La journée de la cosmonautique aura lieu après-demain, puis une sonde avec notre serveur et plusieurs modems satellites à bord s'envolera dans la stratosphère. Dans le prochain article, nous parlerons de la mise en œuvre technique de notre « Centre de données spatiales », et nous proposons aujourd'hui de rappeler certaines des réalisations des dernières années - des sauts en parachute de la stratosphère.


Pendant des siècles, les gens ont rêvé de voler comme des oiseaux. Maintenant, voler dans l'atmosphère ne surprend plus personne, nous y sommes habitués. Le vol est devenu un divertissement de routine et populaire. Et tout a commencé avec «des avions plus légers que l'air» - des ballons. Au début de notre ère, l'histoire des «lanternes chinoises» a commencé: des coquilles de papier léger s'élevant dans le ciel grâce à l'air chaud de la bougie qui leur était attachée. Comme beaucoup d'autres inventions, cette idée a été utilisée à des fins militaires - pour envoyer des signaux aux troupes.


Et seulement après plusieurs siècles, un homme a pris l'air. Les célèbres frères Montgolfier ont conçu un ballon sur lequel les gens ont d'abord volé dans les airs.


Plus d'un siècle s'est écoulé, «l'aviation est plus légère que l'air» s'est transformée en une industrie de transport entière, puis a été remplacée par «des véhicules plus lourds que l'air». Mais la pensée technique s'est développée et le désir d'aller au-delà et de s'élever encore plus a conduit au développement de la stratonautique - voler sur des ballons stratosphériques à des hauteurs telles que tous les avions ne peuvent pas monter. Dans l'histoire de la stratonautique, il y a des tragédies et des triomphes pas pire que dans l'aviation et l'astronautique, il y a des jalons.

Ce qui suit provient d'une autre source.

PR #582, opened 2021-02-11
fix(combobox): now reads options in JAWS

IgnacioBecerra:
***PR created for QA feedback***

### Related Ticket(s)
https://app.zenhub.com/workspaces/carbon-for-ibmcom-5d449f3642eb1962336cbe52/issues/carbon-design-system/carbon-for-ibm-dotcom/4889

### Description

JAWS can now read the options in ComboBox.

### Changelog

**Changed**

- `assistiveStatusText` now also indicating the current input


src/components/dropdown/dropdown.ts
```diff
@@ -311,7 +317,9 @@ class BXDropdown extends ValidityMixin(HostListenerMixin(FocusMixin(LitElement))
 
     const nextItemText = nextItem.textContent;
     if (nextItemText) {
-      this._assistiveStatusText = nextItemText;
+      this._assistiveStatusText = `${nextItemText}${
+        this._inputNode && this._inputNode.value ? `, Current input is: ${this._inputNode.value}` : ''
+      }`;
```
asudoh, line 322: This string interpolation has to be translatable, similar to: https://github.com/carbon-design-system/carbon-web-components/blob/v1.12.0/src/components/pagination/pagination.ts#L115-L119

src/components/combo-box/combo-box.ts
```diff
@@ -234,21 +231,6 @@ class BXComboBox extends BXDropdown {
...
-    return `${prefix}-combo-box-beingtoggled`;
-  }
-
-  /**
-   * The name of the custom event fired after this combo box item is toggled upon a user gesture.
-   */
-  static get eventToggle() {
-    return `${prefix}-combo-box-toggled`;
-  }
-
```
asudoh, line 251: Any reason of removal...?

asudoh (commented):
Thank you for the update @IgnacioBecerra!

src/components/combo-box/combo-box.ts
IgnacioBecerra: Ah, I must've removed it by accident when pulling the changes from upstream. Will add it back!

À l'ère des Lumières, on pensait qu'au-delà de 12 kilomètres, l'atmosphère se termine et l'espace sans air commence. La science moderne distingue de nombreuses couches de la structure de l'atmosphère qui diffèrent par leurs propriétés physiques et leur composition. La stratosphère est la gamme de hauteurs de 11 à 50 km. Les appareils «plus légers que l'air» montant dans cette couche sont appelés stratostats.

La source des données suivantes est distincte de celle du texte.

Issue #579, opened 2021-02-04
[number-input] How to handle updates through the arrows?


Tansito:
## Summary

Checking the behaviour for the `number-input` through the [storybook](https://web-components.carbondesignsystem.com/?path=/story/components-number-input--default) I couldn't find a way to handle the update for the value when you click in the arrows.

When you modify the value through the box the `onInput` event is fired but when the modification occurs through the arrows I couldn't find a way to handle the change.

asudoh:
@Tansito Thank you for reporting! Such kind of form elements should fire a custom event similar to [what `<bx-search>` does](https://github.com/carbon-design-system/carbon-web-components/blob/v1.11.0/src/components/search/search.ts#L57-L74), but I see that `<bx-number>` misses that part. Meanwhile you can listen to bubbling `click` event and inspect [`event.composedPath()`](https://developer.mozilla.org/en-US/docs/Web/API/Event/composedPath) to see if it comes from the arrow button.

RobertaJHahn:
Since this is an implementation issue and a work around is provided, Closing this issue.

asudoh:
Thank you for trying to tidy this up @RobertaJHahn. Wondering if we can keep this open for a while and converting this as a feature request. I see that a fundamental feature is missing. Thanks!

RobertaJHahn:
Reopened and moved to the `To be triaged` pipeline to be reviewed and prioritized,

PR #589, opened 2021-02-16
feat(number-input): add custom event

asudoh:
### Related Ticket(s)

Refs #579.

### Description

Adds `bx-number-input` custom event to `<bx-number-input>` so that application code can listen to change in value, even if the change is done by our custom up/down button.

### Changelog

**New**

- `bx-number-input` custom event to `<bx-number-input>`.


kennylam (approved):
LGTM thanks @asudoh!

PR #942, opened 2022-02-04
docs(input): fix input type knob

emyarod:
### Related Ticket(s)

#87

### Description

This PR updates the input `type` knob generator so that it works properly. Changing the input `type` prop should now change the rendered input type as expected


jeffchew (approved):
LGTM!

Les premiers "ballons stratosphériques" furent les scientifiques Auguste Piccard et Paul Kipfer. En 1930, Piccard a conçu le premier ballon stratosphérique appelé FNRS-1, qui est l'abréviation de la Fondation nationale pour la recherche scientifique (Fonds National de la Recherche Scientifique). Avec Kipfer Picard en 1931 a grimpé à une hauteur de 15,7 km.


Au cours de sa longue et mouvementée vie, le Belge a effectué 27 vols sur des stratosphères, inventé le bathyscaphe et plongé dans la fosse des Mariannes à une profondeur de près de 11 km.

Après FNRS-1, des vols à une hauteur sans précédent s'intéressaient également à l'URSS. La situation internationale tendue nous a fait penser aux avions militaires de haute altitude, inaccessibles aux chasseurs de l'époque et aux canons antiaériens. De plus, nous voulions explorer les rayons cosmiques récemment découverts - le rayonnement naturellement ionisant qui vient de la Terre depuis l'espace. Les données obtenues à l'aide de ballons stratosphériques sans pilote n'étaient pas suffisantes et, le 30 septembre 1933, le premier ballon stratosphérique habité soviétique - «URSS-1» décolla. Il a grimpé à une hauteur record de 19 km.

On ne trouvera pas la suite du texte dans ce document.